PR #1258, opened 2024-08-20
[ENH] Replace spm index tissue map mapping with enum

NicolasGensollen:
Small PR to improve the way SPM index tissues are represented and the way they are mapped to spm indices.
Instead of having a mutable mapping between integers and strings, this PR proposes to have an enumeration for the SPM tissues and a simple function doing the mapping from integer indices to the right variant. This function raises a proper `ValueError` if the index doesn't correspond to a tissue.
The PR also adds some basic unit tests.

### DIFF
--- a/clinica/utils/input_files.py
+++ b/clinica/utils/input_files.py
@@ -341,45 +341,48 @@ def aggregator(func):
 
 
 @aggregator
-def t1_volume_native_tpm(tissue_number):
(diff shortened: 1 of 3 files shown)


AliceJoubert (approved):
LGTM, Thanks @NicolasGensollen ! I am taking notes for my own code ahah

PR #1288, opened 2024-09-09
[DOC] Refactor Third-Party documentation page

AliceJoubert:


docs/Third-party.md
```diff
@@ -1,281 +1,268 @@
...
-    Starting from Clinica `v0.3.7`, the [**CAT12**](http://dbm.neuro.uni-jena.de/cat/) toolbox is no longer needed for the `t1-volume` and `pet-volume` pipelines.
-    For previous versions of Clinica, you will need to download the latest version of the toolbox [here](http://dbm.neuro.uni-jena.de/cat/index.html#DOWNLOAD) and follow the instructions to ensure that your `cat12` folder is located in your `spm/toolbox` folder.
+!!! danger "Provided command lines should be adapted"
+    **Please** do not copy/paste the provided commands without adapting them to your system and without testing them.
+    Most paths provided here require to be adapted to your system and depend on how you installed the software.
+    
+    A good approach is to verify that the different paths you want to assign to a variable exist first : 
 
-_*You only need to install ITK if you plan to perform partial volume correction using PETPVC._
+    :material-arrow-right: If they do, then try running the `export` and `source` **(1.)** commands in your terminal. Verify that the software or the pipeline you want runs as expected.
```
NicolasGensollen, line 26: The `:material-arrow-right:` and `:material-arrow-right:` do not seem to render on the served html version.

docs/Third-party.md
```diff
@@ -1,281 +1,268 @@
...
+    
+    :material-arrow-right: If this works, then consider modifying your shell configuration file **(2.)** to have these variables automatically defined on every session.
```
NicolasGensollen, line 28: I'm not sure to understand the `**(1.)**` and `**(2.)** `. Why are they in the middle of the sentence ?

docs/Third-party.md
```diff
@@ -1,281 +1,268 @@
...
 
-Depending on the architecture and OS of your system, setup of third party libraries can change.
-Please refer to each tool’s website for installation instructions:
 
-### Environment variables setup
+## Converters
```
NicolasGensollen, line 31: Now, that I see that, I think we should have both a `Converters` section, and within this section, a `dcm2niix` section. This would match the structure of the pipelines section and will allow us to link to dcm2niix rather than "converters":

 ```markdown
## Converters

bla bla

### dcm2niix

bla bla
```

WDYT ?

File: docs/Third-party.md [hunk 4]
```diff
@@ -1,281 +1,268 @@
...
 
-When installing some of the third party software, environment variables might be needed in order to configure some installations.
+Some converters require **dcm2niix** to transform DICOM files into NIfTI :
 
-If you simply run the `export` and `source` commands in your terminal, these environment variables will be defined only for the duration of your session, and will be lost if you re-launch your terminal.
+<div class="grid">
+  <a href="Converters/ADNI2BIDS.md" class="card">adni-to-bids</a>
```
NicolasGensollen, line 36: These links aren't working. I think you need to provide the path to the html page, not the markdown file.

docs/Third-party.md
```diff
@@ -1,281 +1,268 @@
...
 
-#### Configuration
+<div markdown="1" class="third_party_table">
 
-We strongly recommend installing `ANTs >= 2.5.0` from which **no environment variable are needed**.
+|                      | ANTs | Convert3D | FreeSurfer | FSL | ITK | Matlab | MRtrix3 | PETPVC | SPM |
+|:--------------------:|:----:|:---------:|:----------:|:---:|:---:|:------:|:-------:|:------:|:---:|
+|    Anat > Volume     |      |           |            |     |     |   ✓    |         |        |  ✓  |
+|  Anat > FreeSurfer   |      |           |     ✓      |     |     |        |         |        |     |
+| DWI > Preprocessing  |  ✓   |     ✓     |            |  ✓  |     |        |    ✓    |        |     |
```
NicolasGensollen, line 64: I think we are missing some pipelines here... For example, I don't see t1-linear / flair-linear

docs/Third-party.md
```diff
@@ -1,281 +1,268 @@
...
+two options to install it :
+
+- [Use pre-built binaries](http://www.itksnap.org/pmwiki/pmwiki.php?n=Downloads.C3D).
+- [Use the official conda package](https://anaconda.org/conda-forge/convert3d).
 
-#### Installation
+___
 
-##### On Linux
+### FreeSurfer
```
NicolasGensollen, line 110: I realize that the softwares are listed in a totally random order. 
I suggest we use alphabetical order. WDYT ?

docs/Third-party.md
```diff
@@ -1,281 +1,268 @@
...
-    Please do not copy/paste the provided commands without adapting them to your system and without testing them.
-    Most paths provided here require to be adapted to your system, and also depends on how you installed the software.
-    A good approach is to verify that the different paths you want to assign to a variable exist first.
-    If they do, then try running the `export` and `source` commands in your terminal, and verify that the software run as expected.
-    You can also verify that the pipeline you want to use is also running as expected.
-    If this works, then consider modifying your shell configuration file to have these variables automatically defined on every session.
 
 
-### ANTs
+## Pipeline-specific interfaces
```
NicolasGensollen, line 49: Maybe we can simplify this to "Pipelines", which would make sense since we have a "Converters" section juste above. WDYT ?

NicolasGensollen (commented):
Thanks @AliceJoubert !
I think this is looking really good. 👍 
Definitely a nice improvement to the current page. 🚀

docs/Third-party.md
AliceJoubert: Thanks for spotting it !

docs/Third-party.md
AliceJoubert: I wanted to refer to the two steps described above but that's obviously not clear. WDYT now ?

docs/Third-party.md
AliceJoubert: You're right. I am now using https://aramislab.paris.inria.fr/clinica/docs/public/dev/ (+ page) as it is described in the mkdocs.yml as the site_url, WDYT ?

**ACTION ITEM:** Where a line of the data holds "adapted", show that line.

**SOLVED EXERCISE:**
+!!! danger "Provided command lines should be adapted"
+    Most paths provided here require to be adapted to your system and depend on how you installed the software.
-    Most paths provided here require to be adapted to your system, and also depends on how you installed the software.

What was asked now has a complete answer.